Each line of the listing below should come back exactly as it is.

--------------------------------------------------

PR #447, opened 2022-06-19
CP speed comparisons

shipyy:
image

Displays speed comparisons in map checkpoints/stages


dPexxIAM:
before this is merged i would prefer if ck_checkpoints schema is reworked, as discussed on the discord previously

Bara:
I've marked this as draft, until checkpoints table conversion was merged.

shipyy:
i believe since we did ck_checkpoints restructure this type of functionality could be implemented differently and in better ways i suggest closing this :)

PR #451, opened 2022-06-21
remove simple stripper fixes

dPexxIAM:
probably won't wanna hard code stripper fixes into the timer lol


Bara (approved):
definitely not needed when we can do it with stripper.

PR #482, opened 2022-07-25
PR info bug fix

shipyy:
The variable  `runtime` was being set with wrong values


dPexxIAM (changes requested):
no client index? :D

shipyy:
@dPexxIAM this float `fCurrentRunTime = g_fCurrentRunTime[client];` is set beforehand :)

dPexxIAM:
> @dPexxIAM this float `fCurrentRunTime = g_fCurrentRunTime[client];` is set beforehand :)

right, which is pointless and confusing. don't you agree?

Bara (approved):

dPexxIAM (approved):

PR #483, opened 2022-07-26
dont reload ck_chat_record_type

tslashd:
Currently `ck_chat_record_type` goes back to `0` which is default value set in code if the map reloads `mp_restartgame`


tslashd:
Also I do not see the reasoning behind applying that value on every round start as it's a value we have already imported from `surftimer.cfg` by the time we get to `OnMapStart` or `Event_OnRoundStart`

Bara (approved):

--------------------------------------------------

▸ **Completed exercise**:
PR #447, opened 2022-06-19
CP speed comparisons

shipyy:
image

Displays speed comparisons in map checkpoints/stages


dPexxIAM:
before this is merged i would prefer if ck_checkpoints schema is reworked, as discussed on the discord previously

Bara:
I've marked this as draft, until checkpoints table conversion was merged.

shipyy:
i believe since we did ck_checkpoints restructure this type of functionality could be implemented differently and in better ways i suggest closing this :)

PR #451, opened 2022-06-21
remove simple stripper fixes

dPexxIAM:
probably won't wanna hard code stripper fixes into the timer lol


Bara (approved):
definitely not needed when we can do it with stripper.

PR #482, opened 2022-07-25
PR info bug fix

shipyy:
The variable  `runtime` was being set with wrong values


dPexxIAM (changes requested):
no client index? :D

shipyy:
@dPexxIAM this float `fCurrentRunTime = g_fCurrentRunTime[client];` is set beforehand :)

dPexxIAM:
> @dPexxIAM this float `fCurrentRunTime = g_fCurrentRunTime[client];` is set beforehand :)

right, which is pointless and confusing. don't you agree?

Bara (approved):

dPexxIAM (approved):

PR #483, opened 2022-07-26
dont reload ck_chat_record_type

tslashd:
Currently `ck_chat_record_type` goes back to `0` which is default value set in code if the map reloads `mp_restartgame`


tslashd:
Also I do not see the reasoning behind applying that value on every round start as it's a value we have already imported from `surftimer.cfg` by the time we get to `OnMapStart` or `Event_OnRoundStart`

Bara (approved):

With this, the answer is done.